-- Opening Marker --
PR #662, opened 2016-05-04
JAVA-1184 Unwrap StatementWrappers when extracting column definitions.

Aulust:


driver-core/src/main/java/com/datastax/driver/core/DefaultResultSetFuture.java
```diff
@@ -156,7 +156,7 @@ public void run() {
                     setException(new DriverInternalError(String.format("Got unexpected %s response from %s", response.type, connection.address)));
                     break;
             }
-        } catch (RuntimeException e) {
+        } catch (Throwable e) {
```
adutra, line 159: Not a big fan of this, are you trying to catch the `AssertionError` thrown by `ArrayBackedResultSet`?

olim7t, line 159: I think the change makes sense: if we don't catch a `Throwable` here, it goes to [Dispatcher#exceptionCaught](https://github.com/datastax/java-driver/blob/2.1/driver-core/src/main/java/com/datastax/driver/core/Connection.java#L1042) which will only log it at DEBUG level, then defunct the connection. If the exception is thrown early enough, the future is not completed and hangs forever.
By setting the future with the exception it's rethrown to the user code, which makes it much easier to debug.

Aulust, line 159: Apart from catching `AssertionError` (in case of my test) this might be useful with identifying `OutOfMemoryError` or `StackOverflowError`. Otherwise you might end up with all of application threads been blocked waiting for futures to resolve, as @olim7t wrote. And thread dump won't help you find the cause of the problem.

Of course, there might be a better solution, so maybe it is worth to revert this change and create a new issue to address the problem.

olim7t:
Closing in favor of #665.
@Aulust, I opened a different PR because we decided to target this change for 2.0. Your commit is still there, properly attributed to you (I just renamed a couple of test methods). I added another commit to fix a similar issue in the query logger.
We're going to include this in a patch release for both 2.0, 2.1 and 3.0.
-- Closing Marker --
-- Opening Marker --
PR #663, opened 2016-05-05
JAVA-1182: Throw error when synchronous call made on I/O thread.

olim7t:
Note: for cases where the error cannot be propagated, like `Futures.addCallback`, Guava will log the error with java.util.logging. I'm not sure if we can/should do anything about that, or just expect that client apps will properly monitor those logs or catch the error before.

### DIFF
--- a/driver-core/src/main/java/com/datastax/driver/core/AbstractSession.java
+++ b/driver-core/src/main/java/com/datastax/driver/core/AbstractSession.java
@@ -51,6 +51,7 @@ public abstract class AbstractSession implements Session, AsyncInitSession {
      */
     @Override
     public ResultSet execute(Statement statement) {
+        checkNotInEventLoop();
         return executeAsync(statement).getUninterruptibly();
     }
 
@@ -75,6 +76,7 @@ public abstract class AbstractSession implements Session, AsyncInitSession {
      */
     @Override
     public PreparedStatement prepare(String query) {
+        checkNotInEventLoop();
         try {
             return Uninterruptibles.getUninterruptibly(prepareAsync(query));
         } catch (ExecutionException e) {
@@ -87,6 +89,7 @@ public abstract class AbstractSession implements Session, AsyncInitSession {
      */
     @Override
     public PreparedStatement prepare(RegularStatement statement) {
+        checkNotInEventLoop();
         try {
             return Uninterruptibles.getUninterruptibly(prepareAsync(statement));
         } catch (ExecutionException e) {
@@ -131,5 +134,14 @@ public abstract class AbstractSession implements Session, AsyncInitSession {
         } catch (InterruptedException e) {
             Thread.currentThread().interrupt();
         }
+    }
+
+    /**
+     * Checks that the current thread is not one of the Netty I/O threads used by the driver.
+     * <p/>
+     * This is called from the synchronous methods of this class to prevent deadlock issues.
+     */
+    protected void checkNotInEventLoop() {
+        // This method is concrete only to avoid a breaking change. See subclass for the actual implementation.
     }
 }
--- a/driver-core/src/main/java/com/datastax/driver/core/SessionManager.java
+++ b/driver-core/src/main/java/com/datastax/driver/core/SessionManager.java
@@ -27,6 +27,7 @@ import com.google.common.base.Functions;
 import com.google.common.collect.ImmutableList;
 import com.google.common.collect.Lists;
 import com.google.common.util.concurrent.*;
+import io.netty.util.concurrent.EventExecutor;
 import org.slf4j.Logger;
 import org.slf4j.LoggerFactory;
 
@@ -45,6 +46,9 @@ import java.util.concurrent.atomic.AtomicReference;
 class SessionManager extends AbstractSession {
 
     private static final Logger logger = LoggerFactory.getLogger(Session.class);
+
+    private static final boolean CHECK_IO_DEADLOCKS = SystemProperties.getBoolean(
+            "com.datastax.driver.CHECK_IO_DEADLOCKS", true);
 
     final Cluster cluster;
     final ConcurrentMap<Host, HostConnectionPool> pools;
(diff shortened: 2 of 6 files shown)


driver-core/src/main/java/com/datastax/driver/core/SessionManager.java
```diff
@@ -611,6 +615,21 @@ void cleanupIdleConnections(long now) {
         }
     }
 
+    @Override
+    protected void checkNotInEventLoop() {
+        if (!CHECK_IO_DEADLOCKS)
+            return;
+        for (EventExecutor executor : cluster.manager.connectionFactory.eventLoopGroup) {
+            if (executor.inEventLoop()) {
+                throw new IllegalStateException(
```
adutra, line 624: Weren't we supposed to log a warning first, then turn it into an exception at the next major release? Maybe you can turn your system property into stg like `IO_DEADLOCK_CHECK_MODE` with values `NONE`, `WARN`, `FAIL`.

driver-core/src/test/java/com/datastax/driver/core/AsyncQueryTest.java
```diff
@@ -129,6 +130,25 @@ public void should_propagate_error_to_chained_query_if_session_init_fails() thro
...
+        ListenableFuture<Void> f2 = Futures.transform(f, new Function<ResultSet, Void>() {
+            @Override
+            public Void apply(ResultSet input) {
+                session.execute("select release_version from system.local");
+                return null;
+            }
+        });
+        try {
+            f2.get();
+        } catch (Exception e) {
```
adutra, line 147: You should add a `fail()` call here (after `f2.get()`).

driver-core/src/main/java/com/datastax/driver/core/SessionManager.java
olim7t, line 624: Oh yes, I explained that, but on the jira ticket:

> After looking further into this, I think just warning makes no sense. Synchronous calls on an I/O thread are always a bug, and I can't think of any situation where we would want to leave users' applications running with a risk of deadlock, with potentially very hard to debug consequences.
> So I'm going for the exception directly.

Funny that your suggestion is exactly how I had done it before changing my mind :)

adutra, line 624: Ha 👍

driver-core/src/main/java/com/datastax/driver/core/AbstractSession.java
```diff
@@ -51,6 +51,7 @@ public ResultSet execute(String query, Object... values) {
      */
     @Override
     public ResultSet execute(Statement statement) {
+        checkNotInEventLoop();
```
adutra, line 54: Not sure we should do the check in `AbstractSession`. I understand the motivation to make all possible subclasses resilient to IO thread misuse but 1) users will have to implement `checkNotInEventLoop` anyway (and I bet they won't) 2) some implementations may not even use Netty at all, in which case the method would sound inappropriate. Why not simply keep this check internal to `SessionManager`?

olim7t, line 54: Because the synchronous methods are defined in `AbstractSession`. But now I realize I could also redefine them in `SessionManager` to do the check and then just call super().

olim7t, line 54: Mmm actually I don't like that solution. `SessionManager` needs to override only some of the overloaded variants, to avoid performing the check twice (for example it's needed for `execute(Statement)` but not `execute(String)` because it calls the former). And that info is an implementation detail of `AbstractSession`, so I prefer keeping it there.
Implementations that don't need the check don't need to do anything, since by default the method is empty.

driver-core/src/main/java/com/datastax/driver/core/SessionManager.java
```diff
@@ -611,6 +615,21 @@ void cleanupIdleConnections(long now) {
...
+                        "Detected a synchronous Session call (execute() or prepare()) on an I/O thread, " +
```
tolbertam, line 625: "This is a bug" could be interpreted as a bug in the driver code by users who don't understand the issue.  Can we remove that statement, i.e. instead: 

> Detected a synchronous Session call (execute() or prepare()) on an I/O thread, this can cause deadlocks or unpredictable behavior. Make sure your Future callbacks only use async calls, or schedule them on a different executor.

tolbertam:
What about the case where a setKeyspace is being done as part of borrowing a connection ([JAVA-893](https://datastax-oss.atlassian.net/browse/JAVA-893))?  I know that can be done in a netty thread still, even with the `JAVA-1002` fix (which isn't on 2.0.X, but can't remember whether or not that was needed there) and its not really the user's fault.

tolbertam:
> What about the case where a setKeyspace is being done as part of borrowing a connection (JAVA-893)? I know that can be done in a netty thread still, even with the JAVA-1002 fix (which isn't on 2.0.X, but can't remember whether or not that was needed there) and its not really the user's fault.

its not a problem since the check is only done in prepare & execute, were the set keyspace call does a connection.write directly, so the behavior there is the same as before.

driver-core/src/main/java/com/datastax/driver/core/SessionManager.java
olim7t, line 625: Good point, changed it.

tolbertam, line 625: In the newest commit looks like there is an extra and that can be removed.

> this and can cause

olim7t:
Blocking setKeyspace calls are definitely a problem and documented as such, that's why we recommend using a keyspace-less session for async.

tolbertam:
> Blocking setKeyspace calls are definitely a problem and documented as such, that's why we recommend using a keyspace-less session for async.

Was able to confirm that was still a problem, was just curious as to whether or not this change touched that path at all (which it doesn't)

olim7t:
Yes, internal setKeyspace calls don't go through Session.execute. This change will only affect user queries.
-- Closing Marker --
-- Opening Marker --
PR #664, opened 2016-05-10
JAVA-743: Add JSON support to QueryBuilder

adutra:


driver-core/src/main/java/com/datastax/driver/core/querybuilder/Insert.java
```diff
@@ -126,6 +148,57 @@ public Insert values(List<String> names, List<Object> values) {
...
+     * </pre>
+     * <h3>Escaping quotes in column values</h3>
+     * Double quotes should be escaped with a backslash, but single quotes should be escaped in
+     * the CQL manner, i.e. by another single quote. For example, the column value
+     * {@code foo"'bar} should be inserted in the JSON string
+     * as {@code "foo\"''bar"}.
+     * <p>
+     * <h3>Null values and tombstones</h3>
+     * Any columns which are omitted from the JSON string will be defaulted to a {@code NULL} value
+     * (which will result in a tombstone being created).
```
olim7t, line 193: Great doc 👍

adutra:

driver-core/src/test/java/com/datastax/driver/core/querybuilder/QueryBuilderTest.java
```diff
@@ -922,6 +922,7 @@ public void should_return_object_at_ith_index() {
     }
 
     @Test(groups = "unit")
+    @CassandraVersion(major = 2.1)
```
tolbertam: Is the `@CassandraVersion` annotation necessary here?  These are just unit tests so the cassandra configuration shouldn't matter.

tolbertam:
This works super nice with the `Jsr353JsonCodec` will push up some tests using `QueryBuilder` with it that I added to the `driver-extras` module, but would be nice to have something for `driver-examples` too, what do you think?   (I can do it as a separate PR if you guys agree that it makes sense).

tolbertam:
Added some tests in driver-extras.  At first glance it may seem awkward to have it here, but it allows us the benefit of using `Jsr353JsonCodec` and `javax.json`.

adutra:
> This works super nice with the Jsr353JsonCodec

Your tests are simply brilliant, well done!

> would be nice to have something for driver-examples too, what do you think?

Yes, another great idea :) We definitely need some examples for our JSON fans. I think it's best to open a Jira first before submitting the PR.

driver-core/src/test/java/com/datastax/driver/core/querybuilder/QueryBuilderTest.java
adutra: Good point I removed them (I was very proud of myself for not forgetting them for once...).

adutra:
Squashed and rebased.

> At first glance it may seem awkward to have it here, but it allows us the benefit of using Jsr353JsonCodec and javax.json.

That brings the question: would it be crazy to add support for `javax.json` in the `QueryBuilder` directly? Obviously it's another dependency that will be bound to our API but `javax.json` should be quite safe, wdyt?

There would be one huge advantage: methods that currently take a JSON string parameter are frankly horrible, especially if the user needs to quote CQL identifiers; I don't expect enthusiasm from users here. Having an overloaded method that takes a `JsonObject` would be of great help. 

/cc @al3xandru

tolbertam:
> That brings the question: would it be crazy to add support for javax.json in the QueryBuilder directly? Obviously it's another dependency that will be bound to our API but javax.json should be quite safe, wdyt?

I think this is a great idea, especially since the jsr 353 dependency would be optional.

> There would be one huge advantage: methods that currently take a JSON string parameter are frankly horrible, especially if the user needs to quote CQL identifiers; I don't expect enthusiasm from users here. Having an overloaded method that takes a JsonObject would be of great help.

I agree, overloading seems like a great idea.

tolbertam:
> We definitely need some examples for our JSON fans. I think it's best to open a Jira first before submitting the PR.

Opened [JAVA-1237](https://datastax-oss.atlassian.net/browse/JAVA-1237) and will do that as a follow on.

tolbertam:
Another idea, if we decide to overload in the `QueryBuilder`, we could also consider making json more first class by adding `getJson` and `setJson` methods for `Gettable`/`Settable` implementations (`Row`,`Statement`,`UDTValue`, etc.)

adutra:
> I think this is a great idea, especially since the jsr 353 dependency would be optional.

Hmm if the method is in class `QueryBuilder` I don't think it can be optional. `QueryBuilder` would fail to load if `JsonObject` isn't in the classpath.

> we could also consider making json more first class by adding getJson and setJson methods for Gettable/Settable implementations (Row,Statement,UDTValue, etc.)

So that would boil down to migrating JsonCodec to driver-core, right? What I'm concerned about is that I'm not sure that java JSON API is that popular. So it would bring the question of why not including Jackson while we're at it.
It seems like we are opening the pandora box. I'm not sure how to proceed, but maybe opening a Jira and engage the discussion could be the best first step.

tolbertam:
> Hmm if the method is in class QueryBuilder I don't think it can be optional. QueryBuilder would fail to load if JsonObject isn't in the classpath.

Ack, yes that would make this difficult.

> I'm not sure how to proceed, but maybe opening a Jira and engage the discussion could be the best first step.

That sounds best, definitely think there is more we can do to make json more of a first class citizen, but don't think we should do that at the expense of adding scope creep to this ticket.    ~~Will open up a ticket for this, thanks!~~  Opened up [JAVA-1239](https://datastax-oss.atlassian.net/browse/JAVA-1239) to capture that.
-- Closing Marker --
**Work task**
Could you set down, word for word, only the lines above from the line with "PR #662, opened 2016-05-04" to the line with "We're going to", including both?

**Written solution**
PR #662, opened 2016-05-04
JAVA-1184 Unwrap StatementWrappers when extracting column definitions.

Aulust:


driver-core/src/main/java/com/datastax/driver/core/DefaultResultSetFuture.java
```diff
@@ -156,7 +156,7 @@ public void run() {
                     setException(new DriverInternalError(String.format("Got unexpected %s response from %s", response.type, connection.address)));
                     break;
             }
-        } catch (RuntimeException e) {
+        } catch (Throwable e) {
```
adutra, line 159: Not a big fan of this, are you trying to catch the `AssertionError` thrown by `ArrayBackedResultSet`?

olim7t, line 159: I think the change makes sense: if we don't catch a `Throwable` here, it goes to [Dispatcher#exceptionCaught](https://github.com/datastax/java-driver/blob/2.1/driver-core/src/main/java/com/datastax/driver/core/Connection.java#L1042) which will only log it at DEBUG level, then defunct the connection. If the exception is thrown early enough, the future is not completed and hangs forever.
By setting the future with the exception it's rethrown to the user code, which makes it much easier to debug.

Aulust, line 159: Apart from catching `AssertionError` (in case of my test) this might be useful with identifying `OutOfMemoryError` or `StackOverflowError`. Otherwise you might end up with all of application threads been blocked waiting for futures to resolve, as @olim7t wrote. And thread dump won't help you find the cause of the problem.

Of course, there might be a better solution, so maybe it is worth to revert this change and create a new issue to address the problem.

olim7t:
Closing in favor of #665.
@Aulust, I opened a different PR because we decided to target this change for 2.0. Your commit is still there, properly attributed to you (I just renamed a couple of test methods). I added another commit to fix a similar issue in the query logger.
We're going to include this in a patch release for both 2.0, 2.1 and 3.0.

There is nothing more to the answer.